Agrandissement : Illustration 1

« J’ai commencé à traduire en traduisant Pouchkine » note Markowicz. Son enfance a été bercé par l’écrivain. Sa grand-mère (russe) qui le gardait souvent lui lisait du Pouchkine. « Je n’ai aucun souvenir d’une vie d’avant Pouchkine, comme si toute ma petite enfance en Russie ( jusqu’à l’âge de quatre ans) était indissociable de la langue, de la beauté de ses rythmes, de ses images ». Mais c’est avec sa mère, Daredjan Markowicz, « passionnée elle-même de Pouchkine » qu’il a établi toutes les entrées de ce dictionnaire amoureux.
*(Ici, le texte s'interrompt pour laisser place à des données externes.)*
PR #198, opened 2020-08-20
Long strings and description decorator sugar

nguerrera:
## Multi-line strings

It turns out that all ADL strings were multi-line already, we had yet to make a distinction between single quote, double quote and backtick, other than changing which would require escaping. This does not change here, but we probably want to reconsider that.

On top of that, we implement a new "triple quoted" string literal that takes inspiration from Swift "long strings" and python docstrings. At present, you can use three double quotes, three single quotes or three backticks. Again, the only difference is which you need to escape. And again, we may want to reconsider that.

```
"""
This is a long `string`

And it's easy to use **markdown** here
"""
```

Roughly specified rules:
  1. There must be a newline following opening triple quotes. This newline is not part of the string. 
  2. Whitespace between opening triple quotes and newline is ignored. 
  3. There must be a newline before the closing triple quotes. This newline is also not part of the string.
  4. The indentation of the closing triple quotes must match all other lines.
  5. The matching indentation on all lines is not part of the string
  6. Otherwise blank lines are allowed to have a subset of the matching indentation.

These are basically the same as Swift, but (2) is a relaxed exception to (1) based on my own preference. I found it unfriendly if this hard-to spot trailing whitespace before first line of content caused an error. I think we can leave it to a formatter/linter to get that picky.

We might want to consider relaxing some of the other rules too, `"""This could be valid if we want"""`. 

## Escape sequences and string values
Escape sequences were only used by the scanner to find where the literal text ends correctly, but we were not interpreting them anywhere. We trimmed off the quotes when passing to decorator, but left the rest escaped.

The scanner now provides access to the string value that unquotes, unescapes, unindents triple quoted strings. Opportunistically, I just tacked on another stringValue alongside value as there are places assuming value is the verbatim text from the source code. I would like to refactor this but I didn't want that to get mixed up with this change/proposal. 

Also opportunistically, the string value is obtained via a second pass (actually, there are multiple passes 😳) over the token text. This really shouldn't be necessary but I think it would be much easier to avoid if I did some of the scanner refactoring I have in mind first.

We only support `\r \n \t \' \" \' and \\` with this change. I would lean slightly towards adding only `\u{<code point>}` to cover the rest, but I didn't implement that here and I think filling this out is best left as its own issue to design and discuss.

## Description decorator sugar
We allow an unadorned `"string literal"` as sugar for `@description("string literal")`

This can appear before explicit decorators or after members, currently. Annoyingly, the leading version must be triple-quoted for model properties to avoid ambiguity vs. quoted property name.

For now, I haven't allowed trailing explicit decorators, only trailing short descriptions.

```
"""
Vehicle to get from point A to B.

See also `Bicycle`
"""
model Car {
   engine : Engine        "Makes the car go.";
   color: Color           "The color of the car's exterior paint.";

   """
   You can also use long descriptions before properties
   """
   property: Type;
}
```

## Scanner error handling
I replaced scanner.state (that we never checked) with scanner.onError handler that the parser currently wires to it's current error handler that just throws for now. I did still try somewhat to keep recovery in mind following errors I added to the scanner, but these paths are not exercised currently and will need lots more work.


nguerrera:
@bterlson Calling this ready for review. Played with it a bit manually vs. some appconfig changes, added a few more tests, and fixed up some issues. Still would like to add more tests and spec it better, but I think I'll follow up with those separately.

adl/language/test/test-scanner.ts
```diff
@@ -120,8 +121,46 @@ describe('scanner', () => {
...
+    scanString(
+      `"""   
+      This is a triple-quoted string
+
+  
+      
+      And this is another line
+      """`,
+      // NOTE: sloppy blank line formatting and trailing whitespace after open
+      //       quotes above is deliberately tolerated.
```
nguerrera, line 157: Feeling even better about this call seeing that the slop is invisible in GitHub reviews.

.vscode/launch.json
```diff
@@ -11,9 +11,23 @@
       "port": 9229,
       "smartStep": true,
       "sourceMaps": true,
+      "skipFiles": [
```
bterlson, line 14: ha I have this exact change in my worktree!

adl/language/compiler/checker.ts
```diff
@@ -302,7 +302,7 @@ export function createChecker(program: Program) {
     const value =
       node.kind === SyntaxKind.NumericLiteral
         ? Number(node.value)
-        : node.value.slice(1, -1);
+        : node.value;
```
bterlson, line 305: This will likely cause issues downstream (string values will have their quotes). This is probably fine for now.

adl/language/compiler/parser.ts
```diff
@@ -1,9 +1,11 @@
+import { format } from './messages.js';
 import { Kind, Scanner } from './scanner.js';
 import * as Types from './types.js';
 
 
 export function parse(code: string) {
-  const scaner = new Scanner(code);
```
bterlson, line 6: wow lol

nguerrera: I kind of like saying scayner now.

adl/language/compiler/checker.ts
nguerrera: I may be missing something here. The value in the StringLiteralNode should be unquoted and unescaped already with my changes.

PR #199, opened 2020-08-20
OpenAPI emit support

bterlson:
With these changes, you can emit OpenAPI. If you want to play with this:

1. Check out and buildhttps://github.com/Azure/adl/pull/199/files
2. Run dist/compiler/program.js <sample folder name> (or hit F5 in vscode)

And if everything went well, you should have a bunch of OpenAPI spew.

### Remarks

This PR introduces a couple big changes. First, caching is back in the checker during template instantiation. Having duplicate type instances for the same type makes doing anything with types super confusing (e.g. simple "have I seen this type before" calculations have to be structural comparisons). Now, every (AST node, template instantiation) tuple has a unique type.

Second, when decorators are applied to templates, they are executed on instantiations of that type, and not the uninstantiated type. This makes dealing with metadata more convenient in decorators - you just ask the type itself for its metadata. And when decorators ask about the fields they're attached to, they see instantiated types not template type placeholders. So, consider the following  ADL:

```
@inspectType
model Box<T> {
  contents: T
}

model Shelf {
  item1: Box<int32>;
  item2: Box<string>;
  item3: Box<string>;
}
```

The inspectType decorator is called twice, once for each unique instantiation, and the contents property is either `int32` or `string`. Getting these semantics required moving decorator execution into the checker. This feels wrong but has upshots - e.g. decorator exceptions effectively become type errors, it's trivial to add decorators to any type, and decorators can modify the type they're called with without any special handling from us.

Lastly, this PR completely rewrites the openapi emitter. The previous implementation was horrifying. The new version is smaller, faster, and more capable. Notably, thanks to the above changes in the checker, references are emitted far more reliably (and with an obvious place to adjust whether references or inline schemas are used).

### To do

* [ ] Checker: use instantiation scope stack with node caches, eliminate usage of MultiMap
* [ ] Checker: simplify lookup of instantiated template params by setting template parameter bindings in the template's symbol table before instantiation
* [ ] OpenAPI emit: support string literal unions or some enum pattern (app config)
* [ ] OpenAPI emit: support x-ms- extensions
* [ ] OpenAPI emit: @​lro decorator
* [ ] OpenAPI emit: investigate paging (e.g. @​paginated)
* [ ] OpenAPI emit: default operationId by to the property type's name for non-standard operation names (e.g. `sendStatus()`).
* [ ] OpenAPI emit: support for parameter arrays (e.g. `@query filterFields: string[]`).
* [ ] protobuf emit: basic support
* [ ] Language/protobuf emit: support for default values
* [ ] Language/protobuf emit: enum declarations
* [ ] Tests & cleanup


adl/language/compiler/checker.ts
```diff
@@ -1,43 +1,83 @@
...
   UnionExpressionNode, UnionType
 } from './types.js';
 
+/**
+ * A map keyed by a set of objects. Used as a type cache where the base type
+ * and any types in the instantiation set are used as keys.
+ *
+ * This is likely non-optimal.
+ */
+export class MultiMap<T> {
```
nguerrera, line 27: I'm more accustomed to `MultiMap` meaning "each key can have multiple values", than each value has a composite key. I think that's pretty standard too: https://en.wikipedia.org/wiki/Multimap

Maybe `MultiKeyedMap` or something here.

bterlson: Oh interesting. I am now retroactively embarrassed for my many misuses of this term over the years.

D’Anna Akhmatova à Marina Tsvetaïeva, les noms d'écrivain.es russes abondent, toutes et tous ont dialogué avec Pouchkine. Akhmatova est la seconde occurrence de ce dictionnaire. Dans Un mot sur Pouchkine, elle cite l’une de ses dernières phrases prononcée , en français, sur son lit de mort (après le fameux duel avec D’Anthès) : « il faut que j’arrange ma maison ». Cette maison, pour telle, c’est toute la Russie. Et la poétesse de Saint Pétersbourg fait parler Pouchkine : « Je ne vous demande pas de comptes : / Dormez-bien -la force , c’est la loi./ Mais viendra le temps de notre honte:/ vous enfants vous maudiront pour moi » Comme ces vers sonnent fort aujourd’hui dans la Russie de Poutine comme ils sonnaient fort au temps, stalinien, d’Akhmatova.
Le père de Marina Tsvetaïeva fut le fondateur de ce qui est aujourd’hui le musée Pouchkine à Moscou. Moscou traverse toute l’œuvre de Tsvetaïeva, Markowicz s’en tient au cycle de poèmes titré A Pouchkine en 1931. « ils sont extraordinaires, ces poèmes, mais comment les traduire, comment les partager ? » s’interroge Markowicz qui préfère s’attarder sur un autre texte, Mon Pouchkine, qu’il a traduit, où Tsvetaïeva évoque la négritude de Pouchkine et sa statue au centre de Moscou, toute en noir. « De la statue de Pouchkine me vient cet amour insensé pour les Noirs, un amour de toute la vie, une fierté de tout mon être » clame Marina Tsvetaïeva qui a aussi traduit des poèmes de Pouchkine en français. C‘est sur la critique, amicale, de ces traductions que s’achève ce Dictionnaire amoureux de Pouchkine au terme d’un ouvrage dépassant les 570 pages.
Il y a des entrées comme brouillons, censure, dieu, duel, ennui, folie, hache, jeu , liberté ; sourire, des noms de personnages , des titres d’œuvres, des noms de villes comme Odessa ou Saint- Pétersbourg, des figures historiques comme Pierre le Grand, Napoléon ou Pougatchov, etc.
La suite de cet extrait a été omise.